**EXERCISE**
Report back each line of the data that contains the word "SyncTables".

───── INFORMATION SHOWN ─────

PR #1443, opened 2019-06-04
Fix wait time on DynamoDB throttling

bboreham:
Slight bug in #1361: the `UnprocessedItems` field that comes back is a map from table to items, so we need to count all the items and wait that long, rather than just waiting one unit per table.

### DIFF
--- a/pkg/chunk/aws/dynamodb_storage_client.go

─────
───── INFORMATION SHOWN ─────

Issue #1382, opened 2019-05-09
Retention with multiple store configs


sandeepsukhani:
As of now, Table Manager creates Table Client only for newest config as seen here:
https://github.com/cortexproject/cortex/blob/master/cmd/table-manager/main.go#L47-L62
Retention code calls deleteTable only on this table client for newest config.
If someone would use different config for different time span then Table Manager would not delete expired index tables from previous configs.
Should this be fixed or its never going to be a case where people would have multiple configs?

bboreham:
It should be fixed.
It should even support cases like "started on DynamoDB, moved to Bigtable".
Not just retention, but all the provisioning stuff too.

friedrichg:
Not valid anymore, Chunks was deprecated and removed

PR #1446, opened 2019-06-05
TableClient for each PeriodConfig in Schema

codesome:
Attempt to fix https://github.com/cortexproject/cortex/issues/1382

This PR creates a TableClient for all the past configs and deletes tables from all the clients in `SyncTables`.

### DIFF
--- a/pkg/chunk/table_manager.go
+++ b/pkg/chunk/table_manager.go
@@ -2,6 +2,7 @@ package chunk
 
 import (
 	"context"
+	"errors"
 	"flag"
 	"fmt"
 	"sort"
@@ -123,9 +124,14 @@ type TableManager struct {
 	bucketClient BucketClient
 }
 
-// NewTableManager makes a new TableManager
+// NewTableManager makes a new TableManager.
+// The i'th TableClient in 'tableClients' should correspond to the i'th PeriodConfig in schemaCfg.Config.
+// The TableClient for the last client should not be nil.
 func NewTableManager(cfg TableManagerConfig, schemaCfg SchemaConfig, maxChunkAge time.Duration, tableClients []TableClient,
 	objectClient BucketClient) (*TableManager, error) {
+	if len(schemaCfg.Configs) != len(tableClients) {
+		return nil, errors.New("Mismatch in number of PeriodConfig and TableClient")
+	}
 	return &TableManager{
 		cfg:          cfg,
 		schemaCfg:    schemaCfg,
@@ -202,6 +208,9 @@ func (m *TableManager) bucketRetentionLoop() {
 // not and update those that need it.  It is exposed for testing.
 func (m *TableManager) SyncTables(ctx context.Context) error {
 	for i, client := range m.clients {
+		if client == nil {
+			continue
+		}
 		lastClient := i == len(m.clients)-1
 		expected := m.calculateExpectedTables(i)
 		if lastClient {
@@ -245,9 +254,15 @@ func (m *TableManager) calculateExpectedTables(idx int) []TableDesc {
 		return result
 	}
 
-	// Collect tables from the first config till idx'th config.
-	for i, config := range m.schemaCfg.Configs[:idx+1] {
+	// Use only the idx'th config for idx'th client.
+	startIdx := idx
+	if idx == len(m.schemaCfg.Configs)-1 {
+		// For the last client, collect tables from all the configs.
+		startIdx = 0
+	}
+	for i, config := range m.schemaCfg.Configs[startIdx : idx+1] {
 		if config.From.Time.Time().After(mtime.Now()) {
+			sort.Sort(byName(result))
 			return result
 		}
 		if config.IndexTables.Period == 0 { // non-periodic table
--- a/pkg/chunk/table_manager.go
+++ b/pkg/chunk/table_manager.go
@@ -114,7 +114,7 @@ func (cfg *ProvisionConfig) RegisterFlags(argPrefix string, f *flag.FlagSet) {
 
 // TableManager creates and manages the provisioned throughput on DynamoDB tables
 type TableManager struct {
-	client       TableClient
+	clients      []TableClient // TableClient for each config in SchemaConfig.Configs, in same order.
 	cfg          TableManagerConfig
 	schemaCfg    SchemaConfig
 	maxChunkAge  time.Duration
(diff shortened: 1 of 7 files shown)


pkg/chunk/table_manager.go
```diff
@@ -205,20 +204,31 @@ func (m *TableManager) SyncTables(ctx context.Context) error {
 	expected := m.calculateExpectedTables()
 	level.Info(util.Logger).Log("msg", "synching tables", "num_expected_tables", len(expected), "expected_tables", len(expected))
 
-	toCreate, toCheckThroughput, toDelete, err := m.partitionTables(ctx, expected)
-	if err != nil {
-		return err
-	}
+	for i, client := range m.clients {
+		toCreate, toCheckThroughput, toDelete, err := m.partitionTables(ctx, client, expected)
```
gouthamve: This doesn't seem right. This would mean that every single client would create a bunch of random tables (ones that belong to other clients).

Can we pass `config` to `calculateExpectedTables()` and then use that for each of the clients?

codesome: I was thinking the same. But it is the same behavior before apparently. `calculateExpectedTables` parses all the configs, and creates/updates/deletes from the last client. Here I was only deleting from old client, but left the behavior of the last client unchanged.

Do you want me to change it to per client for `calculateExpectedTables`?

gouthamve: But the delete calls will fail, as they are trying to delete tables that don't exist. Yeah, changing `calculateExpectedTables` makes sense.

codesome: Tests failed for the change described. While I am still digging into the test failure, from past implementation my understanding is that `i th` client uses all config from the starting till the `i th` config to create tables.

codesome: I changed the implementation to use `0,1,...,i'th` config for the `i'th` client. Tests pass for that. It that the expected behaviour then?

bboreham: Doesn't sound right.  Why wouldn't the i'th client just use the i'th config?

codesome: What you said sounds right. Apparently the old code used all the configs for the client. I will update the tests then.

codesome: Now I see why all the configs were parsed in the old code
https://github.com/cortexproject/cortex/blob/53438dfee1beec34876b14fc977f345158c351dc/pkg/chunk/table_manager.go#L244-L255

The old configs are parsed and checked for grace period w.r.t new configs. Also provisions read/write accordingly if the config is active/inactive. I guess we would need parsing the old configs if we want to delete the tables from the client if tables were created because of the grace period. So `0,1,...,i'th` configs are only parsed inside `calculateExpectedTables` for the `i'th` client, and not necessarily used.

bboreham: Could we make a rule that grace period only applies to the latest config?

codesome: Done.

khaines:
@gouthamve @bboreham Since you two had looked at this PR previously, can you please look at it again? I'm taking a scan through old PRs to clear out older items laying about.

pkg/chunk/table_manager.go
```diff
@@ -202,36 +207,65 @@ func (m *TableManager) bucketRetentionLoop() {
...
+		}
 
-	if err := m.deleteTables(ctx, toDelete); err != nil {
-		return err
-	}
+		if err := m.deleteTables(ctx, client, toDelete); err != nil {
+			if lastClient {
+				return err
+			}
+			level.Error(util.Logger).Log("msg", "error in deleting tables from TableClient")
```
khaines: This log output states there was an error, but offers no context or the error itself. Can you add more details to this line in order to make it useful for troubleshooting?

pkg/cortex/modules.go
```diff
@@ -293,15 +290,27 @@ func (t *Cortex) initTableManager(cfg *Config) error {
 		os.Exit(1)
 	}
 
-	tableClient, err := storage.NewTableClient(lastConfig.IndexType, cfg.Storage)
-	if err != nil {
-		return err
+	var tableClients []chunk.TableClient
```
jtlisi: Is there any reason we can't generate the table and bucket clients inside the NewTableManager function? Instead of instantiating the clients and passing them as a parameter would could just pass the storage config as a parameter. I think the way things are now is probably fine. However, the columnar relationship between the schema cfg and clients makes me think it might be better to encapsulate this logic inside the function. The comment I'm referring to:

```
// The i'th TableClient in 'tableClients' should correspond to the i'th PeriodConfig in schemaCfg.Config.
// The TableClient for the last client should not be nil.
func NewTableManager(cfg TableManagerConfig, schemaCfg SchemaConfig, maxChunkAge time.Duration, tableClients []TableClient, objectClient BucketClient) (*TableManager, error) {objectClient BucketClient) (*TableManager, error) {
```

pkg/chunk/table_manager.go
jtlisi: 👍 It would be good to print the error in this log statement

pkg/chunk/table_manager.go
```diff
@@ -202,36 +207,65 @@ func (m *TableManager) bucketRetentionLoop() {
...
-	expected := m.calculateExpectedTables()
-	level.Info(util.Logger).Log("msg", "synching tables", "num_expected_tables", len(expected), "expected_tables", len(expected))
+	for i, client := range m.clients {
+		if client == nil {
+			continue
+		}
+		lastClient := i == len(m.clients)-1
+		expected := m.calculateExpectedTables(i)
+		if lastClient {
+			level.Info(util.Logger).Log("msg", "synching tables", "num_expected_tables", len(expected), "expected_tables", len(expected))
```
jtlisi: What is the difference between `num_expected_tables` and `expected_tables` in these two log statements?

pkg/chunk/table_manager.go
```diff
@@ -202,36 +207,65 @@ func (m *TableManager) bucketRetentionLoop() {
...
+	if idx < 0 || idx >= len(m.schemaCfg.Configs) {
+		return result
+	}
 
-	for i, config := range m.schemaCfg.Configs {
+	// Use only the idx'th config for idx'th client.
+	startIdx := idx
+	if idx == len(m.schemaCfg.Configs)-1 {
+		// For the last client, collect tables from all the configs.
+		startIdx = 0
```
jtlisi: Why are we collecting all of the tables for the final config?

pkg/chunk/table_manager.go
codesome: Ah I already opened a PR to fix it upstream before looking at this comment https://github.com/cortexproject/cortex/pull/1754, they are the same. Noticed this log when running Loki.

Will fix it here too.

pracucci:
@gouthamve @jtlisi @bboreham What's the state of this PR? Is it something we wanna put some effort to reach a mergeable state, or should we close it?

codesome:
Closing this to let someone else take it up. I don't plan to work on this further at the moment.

─────
───── INFORMATION SHOWN ─────

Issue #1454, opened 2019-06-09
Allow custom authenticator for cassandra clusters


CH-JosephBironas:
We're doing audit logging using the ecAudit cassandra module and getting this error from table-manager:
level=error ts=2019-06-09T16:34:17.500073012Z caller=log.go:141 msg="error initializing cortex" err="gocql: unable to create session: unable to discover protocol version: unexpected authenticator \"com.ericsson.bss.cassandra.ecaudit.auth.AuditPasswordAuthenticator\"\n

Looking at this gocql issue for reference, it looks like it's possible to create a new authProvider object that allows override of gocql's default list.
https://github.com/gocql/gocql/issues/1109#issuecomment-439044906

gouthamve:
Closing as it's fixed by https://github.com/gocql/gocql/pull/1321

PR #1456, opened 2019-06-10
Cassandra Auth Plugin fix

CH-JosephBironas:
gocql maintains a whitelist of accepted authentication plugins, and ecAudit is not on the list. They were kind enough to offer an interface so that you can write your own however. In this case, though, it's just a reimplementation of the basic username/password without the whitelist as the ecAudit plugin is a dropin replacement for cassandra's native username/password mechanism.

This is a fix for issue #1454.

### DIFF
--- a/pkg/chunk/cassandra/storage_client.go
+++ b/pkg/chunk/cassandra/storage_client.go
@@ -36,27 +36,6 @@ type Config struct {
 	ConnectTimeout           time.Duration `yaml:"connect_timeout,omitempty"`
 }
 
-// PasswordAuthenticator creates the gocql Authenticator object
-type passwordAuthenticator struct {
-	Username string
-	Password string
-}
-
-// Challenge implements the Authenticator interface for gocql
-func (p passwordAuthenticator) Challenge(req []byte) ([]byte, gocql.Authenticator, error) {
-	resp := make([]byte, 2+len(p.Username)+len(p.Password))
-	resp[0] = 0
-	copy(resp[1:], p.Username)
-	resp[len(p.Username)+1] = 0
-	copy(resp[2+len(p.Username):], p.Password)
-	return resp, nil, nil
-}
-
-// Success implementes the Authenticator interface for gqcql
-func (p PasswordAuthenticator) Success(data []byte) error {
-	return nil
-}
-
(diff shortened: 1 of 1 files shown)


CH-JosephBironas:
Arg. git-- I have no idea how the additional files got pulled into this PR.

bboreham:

─────

**RESULT OF THE EXERCISE**
This PR creates a TableClient for all the past configs and deletes tables from all the clients in `SyncTables`.
 func (m *TableManager) SyncTables(ctx context.Context) error {
@@ -205,20 +204,31 @@ func (m *TableManager) SyncTables(ctx context.Context) error {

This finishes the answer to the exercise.